ただ、もちろん幅員の狭い道路でもありますので、そのための制約はいろいろと発生します。

そもそも自動車が入れないような狭い道路も多くありますし、普通自動車が進入できたとしても、トラックやミキサー車がかなり小型のものしか入れない、それによって建築コストが上がることは良くなりますからね。

また、前面道路が狭いことにより、容積率が制限を受けることもよくあります。

2項道路は永久に「みなし道路」?

もちろん、2項道路のセットバック部分(道路中心線から2mの後退した線より道路側)にある以前からの建築物でも、すぐに撤去や移転を迫られるわけではありません。

しかし、改築や増築などの工事の際には、道路部分の建物の撤去を含めた計画をしないと建築許可は得られません。

そう、いつかは、周囲の建物が老朽化して、建て替えが進めばいつからは道路は広くなるはずなのです。

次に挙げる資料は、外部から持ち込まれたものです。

PR #557, opened 2026-08-26
feat(bench): add durable benchmark telemetry

aaltshuler:
## Stack

Depends on #556. The base branch is intentional so reviewers see only the durable telemetry slice.

This replaces the durable-recording and read-model portions of closed PR #537 on top of the strict YAML foundation and identical-state runner.

## What changed

- Defines one strict canonical run-record-v1 contract with complete experiment, SUT, machine, backend, fixture, acquisition, raw-sample, phase, and logical-call evidence.
- Captures process-effective machine identity in every isolated worker and requires exact equality across repetitions.
- Publishes canonical JSON through a content-addressed object plus one immutable invocation pointer. Publication, verification, reconciliation, and inventory traversal are descriptor-rooted, bounded, nonblocking, no-follow, and crash-durable.
- Adds archive verify and candidate-specific archive reconcile commands. Indeterminate pointer durability returns the exact identity needed to close the ambiguity.
- Rebuilds a disposable OmniGraph projection from the JSON authority into immutable generations and atomically publishes CURRENT only after complete inventory and projected-row verification.
- Adds bounded, generation-pinned point and run queries; arbitrary GQ is not exposed.
- Streams archive-mode suite recording one completed run at a time so CLI memory does not grow with the suite.
- Strengthens frozen fixture proof: exact logical content, schema, index absence, lineage recipe, shared fork, physical digest, and exact post-merge verification.
- Records honest build evidence: exact executable digest and linked engine features, while explicitly marking effective LTO/codegen/strip settings unproved until a controlled AWS build receipt exists.

## Review shape

1. `feat(engine): expose benchmark evidence witnesses` is the small read-only engine seam for raw index-section and linked-feature evidence.
2. `feat(bench): add durable benchmark telemetry` owns the canonical record, archive, projection, CLI, evidence capture, docs, and tests.

## Correctness properties

- JSON archive remains the sole telemetry authority; the database can be deleted and rebuilt.
- A valid archived record is guaranteed projectable. Counter algebra and every projected sum are checked before publication, and an adversarial maximum-escaping record is exercised through the real 64 KiB projection-row guard.
- Root replacement, symlink, FIFO/special-file, immutable-path collision, partial publication, stale CURRENT, and non-UTF recovery paths fail closed with typed evidence.
- Human and JSON failure modes both preserve complete reconciliation and quarantined-workspace context.
- Logical store calls are never presented as physical requests, RTTs, or cloud cost.

## Verification

- `cargo test -p omnigraph-bench --locked` — 155 active library tests, 3 CLI unit tests, 12 command tests
- `cargo clippy -p omnigraph-bench --all-targets --locked -- -D warnings -W clippy::dbg_macro`
- focused engine raw-index and benchmark-scenario contract tests
- strict engine Clippy
- canonical workspace test graph with engine and cluster failpoints — green, including 148 active failpoint tests
- rustfmt, docs, AGENTS link, and workflow pin guards
- clean committed `cargo build --release --locked -p omnigraph-bench`
- release CLI smoke: suite validate/plan, archive verify, projection rebuild, bounded point query

## Deferred

AWS orchestration and controlled build receipts, S3 fixture reset/version cleanup, fixture caching, server-mode execution, cold page-cache proof, physical request attempts, A/A floors, comparison/diff reports, and performance claims remain later slices.

<h3>Greptile Summary</h3>

This PR adds durable benchmark telemetry with canonical archived records, crash-safe publication and reconciliation, rebuildable query projections, and stricter source, machine, fixture, and build evidence.
- Adds a content-addressed JSON archive and immutable invocation pointers.
- Adds verified projection rebuilds and bounded point/run queries.
- Streams suite recording and revalidates source provenance at publication.
- Exposes engine witnesses needed for benchmark evidence.

The PR appears safe to merge.

No blocking failure remains.

| Filename | Overview |
|----------|----------|
| crates/omnigraph-bench/build.rs | Captures bounded build and source-provenance evidence; runtime checkout revalidation prevents stale cached dirty-state evidence from entering durable records. |
| crates/omnigraph-bench/src/source_provenance.rs | Revalidates the compiled checkout’s commit, index, tracked bytes, and untracked-file inventory before recording. |
| crates/omnigraph-bench/src/archive.rs | Implements descriptor-rooted content-addressed archive publication, verification, reconciliation, and inventory traversal. |
| crates/omnigraph-bench/src/projection.rs | Rebuilds disposable immutable projection generations from archived JSON and verifies them before publishing CURRENT. |
| crates/omnigraph-bench/src/record.rs | Defines and validates the canonical durable benchmark run-record contract. |
| crates/omnigraph-bench/src/bin/omnigraph-bench.rs | Adds archive and projection commands while enforcing source revalidation at recording initialization and publication boundaries. |

</details>

```mermaid
flowchart LR
  Runner[Benchmark runner] --> Validate[Validate source, machine, fixture, and build evidence]
  Validate --> Record[Canonical run-record-v1 JSON]
  Record --> Object[Content-addressed archive object]
  Object --> Pointer[Immutable invocation pointer]
  Object --> Rebuild[Verified projection rebuild]
  Rebuild --> Generation[Immutable projection generation]
  Generation --> Current[Atomic CURRENT publication]
  Current --> Query[Bounded point and run queries]
```
</details>

<sub>Reviews (2): Last reviewed commit: ["fix(bench): harden durable telemetry"](https://github.com/modernrelay/omnigraph/commit/fcd60b4c2a4d2edea950b301fb89ebeb36fdc244) | [Re-trigger Greptile](https://app.greptile.com/api/retrigger?id=57042072)</sub>


crates/omnigraph-bench/src/archive.rs
```diff
@@ -0,0 +1,3417 @@
...
+                    } else {
+                        remaining.set(count - 1);
+                        true
+                    }
+                })
+            {
+                last_message = "injected invocation-pointer directory fsync failure".to_string();
+                continue;
+            }
+            match self.sync_relative_parent_directory(relative) {
```
aaltshuler: **[P1] Do not accept retry success as proof of durable publication.** A substantive parent-directory `fsync` error leaves the visible link durability unknown; reopening the directory and observing a later success does not prove the failed update reached stable storage. The current transient test skips the first sync call, so it does not model writeback failure. Retry only a true interruption on the same descriptor; otherwise return the typed `possibly_published` outcome.

crates/omnigraph-bench/src/archive.rs
```diff
@@ -0,0 +1,3417 @@
...
+        )
+    })?;
+    let record = parse_canonical_record(&record_bytes).map_err(|error| {
+        ArchiveError::new(
+            "archive_record_invalid",
+            Some(&object_path),
+            error.to_string(),
+        )
+    })?;
+    let observed_sha256 = record_content_sha256(&record).map_err(|error| {
```
aaltshuler: **[P2] Hash the canonical bytes already proved here.** `parse_canonical_record` deep-validates and reserializes the record to prove equality with `record_bytes`; `record_content_sha256` repeats that validation and serialization, for records up to 64 MiB. Hash the accepted byte slice directly. The new-generation projection path also rereads authority twice, so consider a bounded staging spool rather than retaining or revalidating the full archive.

crates/omnigraph-bench/build.rs
```diff
@@ -1,6 +1,358 @@
...
+    for raw_line in manifest.lines() {
+        let line = raw_line.trim();
+        if line.starts_with('[') {
+            in_release = line == "[profile.release]";
+            continue;
+        }
+        if !in_release || line.is_empty() || line.starts_with('#') {
+            continue;
+        }
+        let (key, value) = line.split_once('=')?;
```
aaltshuler: **[P2] Parse the manifest as TOML instead of scanning lines.** Any non-assignment inside the exact-spelled `[profile.release]` section aborts through this `?`, and valid TOML forms such as single-quoted values, dotted keys, or unrelated complex values degrade the build evidence to unknown and refuse otherwise valid runs. A typed TOML parse gives exact fail-closed behavior without accepting only the current formatting.

The rerun set also deserves tightening: it emits the repository `.git` path plus every tracked/untracked source path, currently 409 and permitted up to 100,000. A missing tracked path remains permanently changed to Cargo, while a primary checkout makes the broad `.git` directory sensitive to unrelated housekeeping. Keep explicit HEAD/index/ref watches and use the nearest existing parent when a tracked path is missing.

crates/omnigraph-bench/src/projection.rs
```diff
@@ -0,0 +1,4680 @@
...
+        )
+    })?;
+    let final_generation = generations_root.join(&inventory.generation_id);
+    enforce_generation_retention(
+        &retained_generations,
+        &inventory.generation_id,
+        &projection_root,
+    )?;
+
+    if final_generation.exists() {
```
aaltshuler: **[P2] Preserve metadata uncertainty instead of treating it as absence.** `Path::exists` converts EACCES, EIO, ELOOP, and broken-link errors to `false`, which can turn an indeterminate generation into a rebuild or mask the original rename failure. Use the reconciled inventory for the first check and typed `symlink_metadata` in the lost-rename arm, distinguishing only NotFound. That arm also verifies the same generation again at line 1152; retain and reuse the first verified manifest.

crates/omnigraph-bench/src/runner.rs
```diff
@@ -193,19 +220,108 @@ pub struct RunExecution {
 
 #[derive(Debug, Clone, PartialEq, Eq, Serialize)]
 pub struct BuildEvidence {
+    pub source_commit: String,
+    pub source_tree_dirty: bool,
     pub cargo_profile: String,
-    pub opt_level: String,
+    pub cargo_opt_level: String,
```
aaltshuler, line 265: **[P1] Bump `RUNNER_OUTPUT_VERSION` to 2 in this PR.** Relative to separately landing PR 556, this struct renames `opt_level` to `cargo_opt_level`, adds required build and machine fields, nests fixture evidence, and changes both success and failure envelopes, while the emitted version remains 1. Add a compact JSON-shape/version regression so future breaking changes cannot remain under the same version.

aaltshuler (commented):
Validated the telemetry-slice findings against this PR head. Blocking: directory-fsync retry cannot prove durable publication after a substantive error, and the breaking runner JSON rewrite must bump its version while PR 556 remains a separate landing unit. The remaining inline findings are confirmed P2/P3 robustness, efficiency, provenance, or test gaps. I did not duplicate the existing Greptile dirty-attestation thread.

crates/omnigraph/src/instrumentation.rs
```diff
@@ -33,6 +33,20 @@ use lance::io::WrappingObjectStore;
...
 use crate::storage::{ListDirBounds, StorageAdapter};
 
+/// Cargo features compiled into this exact `omnigraph-engine` artifact.
+///
+/// This read-only build seam lets benchmark and diagnostic binaries report
+/// dependency features from the crate that owns them. A dependent crate's
+/// `cfg(feature = ...)` namespace cannot observe features enabled directly on
+/// `omnigraph-engine` by Cargo's workspace feature graph.
+#[doc(hidden)]
+pub const fn enabled_engine_cargo_features() -> &'static [&'static str] {
```
aaltshuler: **[P2] Make feature attestation complete by construction.** The current list is accurate because `failpoints` is the only engine feature, but the runner/worker comparison is circular because both binaries call this same function. A future Cargo feature can be enabled yet omitted silently. Generate the sorted inventory from `CARGO_FEATURE_*`, or at minimum add a source guard against the engine Cargo.toml feature table.

crates/omnigraph-bench/src/bin/omnigraph-bench.rs
```diff
@@ -506,37 +988,258 @@ struct RunnerFailure<'a> {
...
+#[derive(Debug)]
+struct RecordingContext {
+    archive_root: PathBuf,
+    session_id: Ulid,
+    session_id_string: String,
+}
+
+impl RecordingContext {
+    fn new(archive_root: PathBuf) -> Result<Self, RecordingError> {
+        preflight_archive_publication(&archive_root).map_err(RecordingError::from_archive)?;
```
aaltshuler: **[P2] Run immutable eligibility checks before archive I/O.** This preflight creates and fsyncs the archive layout before source-commit, dirty-tree, release-build, and runtime-override refusals that can never succeed for the current binary. I reproduced `release_build_required` after archive shards had already been created. Split out a pure execution-precondition check and touch the archive only after it passes.

azimafroozeh:
Excellent!
**[P1]** The PR throws away measurements that matter. A run that completes 17 of 20 verified repetitions produces no durable record: record.rs:1029 forces observed == requested, so all 17 samples die with the failure JSON. Those are exactly the samples we can least afford to lose, long cells cost hours to acquire and rule 3 needs 20 of them before a p95 may even be stated. Fix: let a record hold fewer repetitions than requested, observed <= requested, with typed evidence of why the run stopped early; each record stays immutable from birth, rows never append. The RFC's "repetition rows append" sentence gets amended to match in the same commit as the other pending edits.

**[P1]** The record can't distinguish engines whose configuration differs by environment. The RFC's SUT definition names "engine configuration" as SUT identity, but LANCE_MEM_POOL_SIZE (consumed by lance-datafusion, set to 1GiB by .cargo/config.toml for exactly the cargo-run invocation the harness recommends) is invisible: a 1GiB-pool record and a 150MB-pool record are byte-identical. Fix: store engine-consumed configuration env by name and value in EngineConfigurationV1 (the LANCE_* and OMNIGRAPH_* namespaces, sorted), keep ignoring everything else since env can carry credentials and the archive is permanent, and qualify the v0.10.0.md "refusing unmodeled runtime overrides" sentence to match.

aaltshuler:
Updated in `fcd60b4c` and resolved the eight inline review threads.

Key fixes:
- source provenance now verifies raw tracked bytes, ignored/untracked inputs, index flags, repository/worktree identity, replacement refs, and the complete engine feature registry;
- fixture and repetition children run in protocol-owned scratch directories with a closed environment, and executable/protocol inputs reject symlinks and special files without blocking;
- archive publication now closes ancestor-directory durability, ambiguous-publication reconciliation, immutable inventory, and lazy per-record healing;
- durable records distinguish complete from censored acquisition, require supervisor peak RSS, separate claim eligibility, and bind typed projection metadata;
- fixtures are real node-plus-edge graphs with deterministic logical evidence and exact content verification.

Validation on the pushed tree:
- `cargo test --workspace --locked --features omnigraph-engine/failpoints,omnigraph-cluster/failpoints`
- both workspace Clippy graphs with `-D warnings -W clippy::dbg_macro`
- `cargo test -p omnigraph-bench --locked`
- all repository documentation and workflow guard scripts
- clean-commit release build plus case-validation and suite-plan CLI smoke tests

Two independent adversarial audits found no remaining concrete blockers. CI is now rerunning against the updated head.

法の意図もいつかは広い道路に、といったところにあったと思います。

 

しかし、こんなケースがあります。

道路沿いの住宅が建て替えられても、一向に道路が広がらない、車も通れない狭い幅員の道のままなのです。

住宅が建て替えられているのに、、、です。

この場合、(建物は新築ぽいですが、)あくまでリフォームといったイメージで建築確認をとらず、既存の敷地のままやってしまう人が居ることによるようです。

そして、このケースでは、建物は見た目新築なのに、道路沿いのボロイ壁をそのままにしているケースが多いです。

壁を壊すと新築と見られるからです。

そんなことを繰り返していると、2項道路は永久に狭いまま・・・・・になってしまいます。